# I know a guy who is selling some stuff and sharpens end mills....



## Brent H (Dec 17, 2019)

Hey folks,

I was out to a kijiji guys place I had bought some items from before - he is a busy shy kinda of guy but from time to time he relocates big and small machines like lathes, shapers, mills etc and usually comes away with some spoils.  
He has a 4 jaw chuck for sale - I believe 8 TPI x 1-1/2”  6” I think - might be 5.  He also sharpens end mills for $10-20 depending on what they need done. I dropped off 6 to get done 3/4 to 1”  so will see.  I bought a 8 x 16” magnetic table for $150 and picked up 4 x #2 morse taper drill bits I was missing in my set for $20.   He has a load of 0-1” micrometers with the dial scale fitted for $40 each.  
He is in the Honeywood area of Ontario - but if any one is looking for something I can drop him a line and see what can be had/shipped etc.


----------



## GrayTech (Dec 18, 2019)

I would be interested to know what else he has. I could use a few mt2 drills in smaller sizes.
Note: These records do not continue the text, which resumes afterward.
PR #1018, opened 2025-02-06
chore: add toolchain file

ntn-x2:

Add a toolchain file with the default profile, which also installs `cargo-fmt` and `cargo-clippy` components. The CI workflows have also been updated where relevant, with the exception of the `Setup Rust with GNU toolchain (Windows)` step which is left untouched since it overrides the toolchain.

Yes.

N/A

N/A

N/A
## Checklist

> [!WARNING]  

* [x] 1. Description added.


rust-toolchain.toml
```diff
@@ -0,0 +1,2 @@
+[toolchain]
+channel = "1.84"
```
ntn-x2, line 2: Right now CI always uses latest, so this is a deviation from that behaviour. I could also change this to `"stable"` if there's consensus about it.

ntn-x2:
It seems that with a toolchain file, the `actions-rs/toolchain` step is not needed anymore: https://github.com/actions-rs/toolchain/issues/126#issuecomment-1463045252.

rust-toolchain.toml
ntn-x2: Did that here: https://github.com/logos-co/nomos-node/pull/1018/commits/3db2eb9eb0df9e70f858295018ce7bf239562976.

bacv (approved):

danielSanchezQ (approved):
image
Good!

ntn-x2:
I realised I have not tested whether the codecov and packaging workflows still work fine, I suspect they don't. I will get back to this tomorrow morning, while in the meanwhile tonight we'll find out whether the codecov workflow goes through or not.

AlejandroCabeza (approved):

youngjoon-lee (approved):

ntn-x2:
Sorry for the spam. It indeed did not work for the workflows that were not triggered in the CI. I replaced those as well. Nevertheless, the self-hosted runners do not have the `rustup` binary installed just yet, so as suggested by @bacv I temporarily switch the codecov workflow to use the hosted one (`ubuntu-latest`). I opened a ticket to switch back to the self-hosted one once they support the new workflow.

bacv (approved):

PR #1043, opened 2025-02-11
feature(consensus): Recovery

AlejandroCabeza:
Rebuild Node state from a previously saved state:
- Implement a `StorageAdapter` wrapper over the storage relay.
- Save `tip`, and `Block` and `LedgerState` and `NoteWitness` in security position.
- Use saved data (if there is) to initialise `Cryptarchia` and `Leader`, defaulting to genesis strategy if no data is available.
- Cleanup for clarity: Renaming, reordering, logs, etc.

Test plans to be implemented: https://github.com/logos-co/nomos/issues/1139

Yes

@AlejandroCabeza 

N/A

N/A

## Checklist

> [!WARNING]  

* [X] 1. Description added.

On the lookout for a boring head and a few other things.


----------



## Brent H (Dec 18, 2019)

Roger that, 

On Kijiji his handle is Machine Mover https://www.kijiji.ca/v-other-heavy...p_ios&utm_medium=social&utm_source=ios_social

That add should allow you to message him.


----------



## GrayTech (Dec 19, 2019)

Thanks


----------



## Hruul (Dec 19, 2019)

Thanks for the link Brent.


----------



## Dabbler (Dec 19, 2019)

Nice!  The shapre looks really nice.  I'd be tempted, but too much to do before taking on anything else *sigh*


----------